This article was published 05/06/2018 (2836 days ago), so information in it may no longer be current.
A former prime minister and a retired news anchor entertained 420 tuxedoed and gown-clad guests at the Canadian Museum for Human Rights Monday night.
Peter Mansbridge’s Q&A with Brian Mulroney largely focused on why the former PC PM made it his government’s top priority in foreign affairs to help end apartheid in South Africa and free Nelson Mandela. Mulroney was first minister from 1984 to 1993.
“It wasn’t always perfect,” Mulroney said flatly of his time in government, eliciting some laughs from the crowd.
But “Canada was prepared to terminate its relationship with South Africa” unless those aforementioned missions were accomplished, Mulroney said.

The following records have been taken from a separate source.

PR #53, opened 2023-04-22
feat: budget icon component #P23-245

mpiwonski:
Budget Icon component: https://tracker.intive.com/jira/browse/PATRO23-245.

- Component receives `icon` prop that determines which icon is displayed
- Component size depends on the size of a parent (`width: 100%; height: 100%`)
- Component is also used in `IconPicker` component

There's an example of component usage in storybook that you can take a look at. It's draft, so there may be some differences compared with Figma design.

**Most important question: is it enough to set width/height to 100% as to achieve dependency on parent element?**

### DIFF
--- a/packages/ui/BudgetIcon/index.tsx
+++ b/packages/ui/BudgetIcon/index.tsx
@@ -1,0 +1,35 @@
+import styled from "styled-components";
+import { ReactNode } from "react";
+import { Icon, IconType } from "../Icon";
+
+type BudgetIconProps = {
+  icon?: IconType;
+  children: ReactNode;
+};
+
+const BudgetIconStyled = styled.div`
+  position: relative;
+  display: flex;
+  justify-content: center;
+  align-items: center;
+  border-radius: 50%;
+  height: 100%;
+  width: 100%;
+  background-color: ${({ theme }) => theme.budgetIcon.background};
+  color: ${({ theme }) => theme.budgetIcon.main};
+`;
+
+export const BudgetIcon = ({ icon, children }: BudgetIconProps) => {
+  return (
+    <BudgetIconStyled>
+      {icon ? (
+        <>
+          <Icon icon={icon} iconSize={40} />
+          {children}
+        </>
+      ) : (
+        <>{children}</>
+      )}
+    </BudgetIconStyled>
+  );
+};
--- a/packages/ui/IconPicker/index.tsx
+++ b/packages/ui/IconPicker/index.tsx
@@ -2,11 +2,11 @@
 import { ReactNode, useEffect, useState } from "react";
 import {
   IconPickerStyled,
-  IconAndButtonWrapperStyled,
   IconsSelectorStyled,
   EditButtonStyled,
   SelectIconButtonStyled,
 } from "./iconPicker.styled";
+import { BudgetIcon } from "../BudgetIcon";
 import { Icon, IconType } from "../Icon";
 
 type IconPickerProps = {
@@ -90,16 +90,11 @@ export const IconPicker = ({
 
   return (
     <IconPickerStyled>
-      <IconAndButtonWrapperStyled>
-        {currentIcon ? (
-          <Icon icon={currentIcon} iconSize={40} />
-        ) : (
-          <>{children}</>
-        )}
+      <BudgetIcon icon={currentIcon}>
         <EditButtonStyled onClick={handleEditButtonClick}>
           <Icon icon="edit" iconSize={12} />
         </EditButtonStyled>
-      </IconAndButtonWrapperStyled>
+      </BudgetIcon>
       {iconSelectorVisible && (
         <IconSelector
           icons={icons}
--- a/apps/storybook/stories/BudgetIcon.stories.tsx
+++ b/apps/storybook/stories/BudgetIcon.stories.tsx
@@ -1,0 +1,69 @@
+import React from "react";
+import { ComponentMeta, ComponentStory } from "@storybook/react";
+import styled from "styled-components";
+
+import { BudgetIcon } from "ui";
+
+export default {
+  title: "BudgetIcon",
+  component: BudgetIcon,
+} as ComponentMeta<typeof BudgetIcon>;
+
+const Wrapper = styled.div`
+  display: flex;
+  gap: 10px;
+  min-height: 80px;
+`;
+
+const BudgetIconWrapper = styled.div`
+  display: flex;
+  min-width: 80px;
+`;
+
+const Title = styled.span`
+  font-size: 24px;
+  font-weight: 600;
+  color: ${({ theme }) => theme.budgetIcon.main};
+`;
+
+const Description = styled.span`
+  font-size: 12px;
+  color: "#626262";
+`;
+
+const Info = styled.div`
+  display: flex;
+  flex-grow: 1;
+`;
+const TitleDescriptionWrapper = styled.div`
+  display: flex;
+  flex-direction: column;
+  justify-content: flex-end;
+  align-items: flex-start;
+  gap: 20px;
+`;
+
+const BudgetIconComponent: ComponentStory<typeof BudgetIcon> = ({
+  ...args
+}) => {
+  return (
+    <Wrapper>
+      <BudgetIconWrapper>
+        <BudgetIcon {...args} />
+      </BudgetIconWrapper>
+      <Info>
+        <TitleDescriptionWrapper>
+          <Title>Bills</Title>
+          <Description>This is a description of Bills budget.</Description>
+        </TitleDescriptionWrapper>
+      </Info>
+    </Wrapper>
+  );
+};
+
+export const BudgetIconWithBudgetNameAndDescription = BudgetIconComponent.bind(
+  {}
+);
+BudgetIconWithBudgetNameAndDescription.args = {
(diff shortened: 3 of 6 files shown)


packages/ui/BudgetIcon/index.tsx
```diff
@@ -0,0 +1,35 @@
...
+export const BudgetIcon = ({ icon, children }: BudgetIconProps) => {
+  return (
+    <BudgetIconStyled>
+      {icon ? (
+        <>
+          <Icon icon={icon} iconSize={40} />
+          {children}
+        </>
+      ) : (
+        <>{children}</>
```
AzulloCyll, line 31: It's good to show any Icon instead of showing nothing. Consider adding some placeholder like icon with questionmark, or any other suitable icon in this case.

AzulloCyll (approved):
Only one change and it will be good to me. 
Good idea on reafactoring IconPicker to use your component:)

packages/ui/BudgetIcon/index.tsx
zuzannapaw, line 31: Could you please explain to me why if an icon wasn't passed ,`children` are shown? Am I thinking correctly that `children`  in this case can be only a button that modifies the icon (shown in icon picker)?

mpiwonski: That's a good point, thank you! ☺️

zuzannapaw (approved):
I red that this component is a draft so it can look diffrently from figma design, but my small suggestions would be to add higher value of `iconSize` and add margin-right to the component to make wider space between component and budget's name. Otherwise it looks good to me 👍

Alessiass (approved):
Looks good to me 🎉

packages/ui/BudgetIcon/index.tsx
```diff
@@ -0,0 +1,35 @@
...
+};
+
+const BudgetIconStyled = styled.div`
+  position: relative;
+  display: flex;
+  justify-content: center;
+  align-items: center;
+  border-radius: 50%;
+  height: 100%;
+  width: 100%;
```
wyola, line 17: If you have `height` and `width` set to 100%, you have to then set the size on the parent. It would be better to pass a `className` as a prop, so it is possible to add extra styles when using the component.

With current approach, you always need to wrap `BudgetIcon` with another element just to add the dimensions.

monika-klokosinska-intive: @mpiwonski @wyola the icon taking the parent's size should be the default behaviour. That being said passing `className` is not a bad idea as we might need to overwrite the default styles in some specific case in the future anyway - better that the component is ready for that.

packages/ui/BudgetIcon/index.tsx
monika-klokosinska-intive: I believe this is to accommodate the case where:
- Budget Icon is rendered inside the IconPicker
- we don't want to pick any "default" icon in the IconPicker, instead it remains empty so the user knows they haven't selected anything yet.

aniasgit: In the previous version, if there was no icon, children were used to provide an element, e.g. with a text about the need to select an icon. I thought a blank circle wouldn't look good in this case and it would be nice to be able to give some information there. Look in old IconPicker storybook:
https://patronage2023-js-storybook-git-feature-p23-21-074fff-wlechowicz.vercel.app/?path=/story/icon-picker--without-default-icon

packages/ui/IconPicker/index.tsx
```diff
@@ -90,16 +90,11 @@ export const IconPicker = ({
 
   return (
     <IconPickerStyled>
-      <IconAndButtonWrapperStyled>
-        {currentIcon ? (
-          <Icon icon={currentIcon} iconSize={40} />
-        ) : (
-          <>{children}</>
-        )}
+      <BudgetIcon icon={currentIcon}>
```
aniasgit, line 93: There was a possibility to provide for example text to icon picker, when there wasn't default icon. You removed this.

packages/ui/BudgetIcon/index.tsx
Noshi96, line 31: It can look simple like this:

```javascript
export const BudgetIcon = ({ icon, children }: BudgetIconProps) => {
  return (
    <BudgetIconStyled>
      {icon ? <StyledIcon icon={icon} /> : children}
    </BudgetIconStyled>
  );
};
```

packages/ui/BudgetIcon/index.tsx
```diff
@@ -0,0 +1,35 @@
+import styled from "styled-components";
+import { ReactNode } from "react";
+import { Icon, IconType } from "../Icon";
+
+type BudgetIconProps = {
+  icon?: IconType;
+  children: ReactNode;
+};
```
Noshi96, line 8:
```suggestion
type BudgetIconProps = {
  icon?: IconType;
} & React.HTMLProps<HTMLDivElement>;
```
TS will not shout at this 😄

packages/ui/BudgetIcon/index.tsx
```diff
@@ -0,0 +1,35 @@
...
+  background-color: ${({ theme }) => theme.budgetIcon.background};
+  color: ${({ theme }) => theme.budgetIcon.main};
+`;
+
+export const BudgetIcon = ({ icon, children }: BudgetIconProps) => {
+  return (
+    <BudgetIconStyled>
+      {icon ? (
+        <>
+          <Icon icon={icon} iconSize={40} />
```
Noshi96, line 27:
```suggestion
          <Icon icon={icon} />
```
We don't want this if we want to get responsive icon

packages/ui/IconPicker/index.tsx
```diff
@@ -90,16 +90,11 @@ export const IconPicker = ({
 
   return (
     <IconPickerStyled>
-      <IconAndButtonWrapperStyled>
-        {currentIcon ? (
-          <Icon icon={currentIcon} iconSize={40} />
-        ) : (
-          <>{children}</>
-        )}
```
Noshi96, line 98: You can restore the almost old version and Icon Picker will work as before 😃 

```javascript
    <IconPickerStyled>
      {currentIcon ? (
        <BudgetIcon icon={currentIcon} />
      ) : (
        <BudgetIcon>{children}</BudgetIcon>
      )}
      <EditButtonStyled onClick={handleEditButtonClick}>
        <Icon icon="edit" iconSize={12} />
      </EditButtonStyled>
```

Noshi96 (changes requested):
In my opinion, if we want a responsive icon size, we should remove the fixed value in the icon size and manipulate the font-size.

I am also skeptical about passing children to ```BudgetIcon```. The responsibility of ```BudgetIcon``` should be to display only the icon on a rounded background. Your example in the storybook shows the budget header, where we should have separate elements 1. ```BudgetIcon``` and 2. ```div``` with budget title and description, my point is that ```BudgetIcon``` is not responsible for showing us the budget header. For me, ```BudgetIcon``` could get an optional ReacNode prop instead of ```children```, but below I show the solution with ```children``` in terms of getting compatibility with ```IconPicker``` (which would also be possible with an optional ```ReacNode``` instead of ```children```). For compatibility with ```IconPicker```, I show the following approach, where we do not pass an editable button to ```BudgetIcon```, but only optional ReactNode ```children```.

packages/ui/BudgetIcon/index.tsx
mpiwonski: Fixed.

packages/ui/BudgetIcon/index.tsx
```diff
@@ -0,0 +1,35 @@
...
+
+type BudgetIconProps = {
+  icon?: IconType;
+  children: ReactNode;
+};
+
+const BudgetIconStyled = styled.div`
+  position: relative;
+  display: flex;
+  justify-content: center;
```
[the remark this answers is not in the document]
mpiwonski: As discussed on the call, we won't go into that direction, but thanks for your insight :)

packages/ui/BudgetIcon/index.tsx
mpiwonski: As discussed on the call, width and height will stay as it is, but I have added className prop. Thanks for your insights :)

packages/ui/BudgetIcon/index.tsx
mpiwonski: As discussed on the call, icon component will now be extended and it will set font size in em units.

packages/ui/BudgetIcon/index.tsx
mpiwonski: @aniasgit is right. There will be text if no icon has been selected.

mpiwonski: The old version has been brought back.

packages/ui/IconPicker/index.tsx
mpiwonski: Its back :)

mpiwonski (commented):
Thanks for all the comments. Changes have been made. Please take a look at another version!

aniasgit (approved):
Looks good to me 👍

monika-klokosinska-intive (approved):

Noshi96 (approved):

Mulroney’s anti-apartheid activism began just months after he was elected prime minister in 1984 and the crusade wasn’t popular among his allies in British prime minister Margaret Thatcher and U.S. president Ronald Reagan.
Mulroney told the audience about early talks he had with Thatcher, who was vehemently against Mandela’s release.
“What you don’t understand is that Mandela is a communist and a terrorist and that’s why he’s in there,” Mulroney recalled Thatcher saying. “And I said, ‘Margaret, how do you know that? Have you talked to him lately?’” (The response took the British PM aback since it was a move she hadn’t even considered, Mulroney said.)
Mulroney pressed on regardless of blowback from his political allies.
“I’m going to place my country, Canada, on the right side of history,” he recalled saying.
The Canadian government used its influence to pressure other countries in the G-7, at the United Nations, the Commonwealth, La Francophonie and the Organization of American States to decry apartheid and advocate for Mandela’s freedom.
The pressure included imposing sanctions on South Africa, blocking everything from flights to the country, to soccer matches between international teams.
Mandela spent 27 years of a proposed life sentence in prison for conspiring against the state. He famously said during his trial: “I have cherished the ideal of a democratic and free society in which all persons live together in harmony and with equal opportunities. It is an ideal which I hope to live for and achieve. But if needs be, it is an ideal for which I am prepared to die.”
Just four months after his release from prison — due to pressures at home and abroad on the South African government to concede his release — Mandela visited Canada and thanked Mulroney for his efforts.
“Canada is an important presence in much of what we have achieved, and in what we are building,” Mandela told a joint committee of Parliament in 1998.
“Since our democratic elections, our relationship with Canada has entered a new and vibrant phase, one that is growing from strength to strength. In drawing up our new democratic constitution we drew deeply on Canadian experience.”
Mandela died on December 5, 2013. He was 95.
Mulroney left politics in 1993, turning over his office to the first (and only) female prime minister in Canada’s history, Kim Campbell. He hasn’t shied away from the public spotlight however, continuing to work in law and act as chair of the board for media mega-company Quebecor Inc.
While at the museum, Mulroney toured the new Mandela: Struggle for Freedom exhibit, which was the impetus for him being in town.
“It’s exceptional… a monument for Winnipeg,” Mulroney said.
The exhibit chronicles the fight to end discrimination in South Africa taken up by the former political prisoner and later president of that country. It officially opens later this week.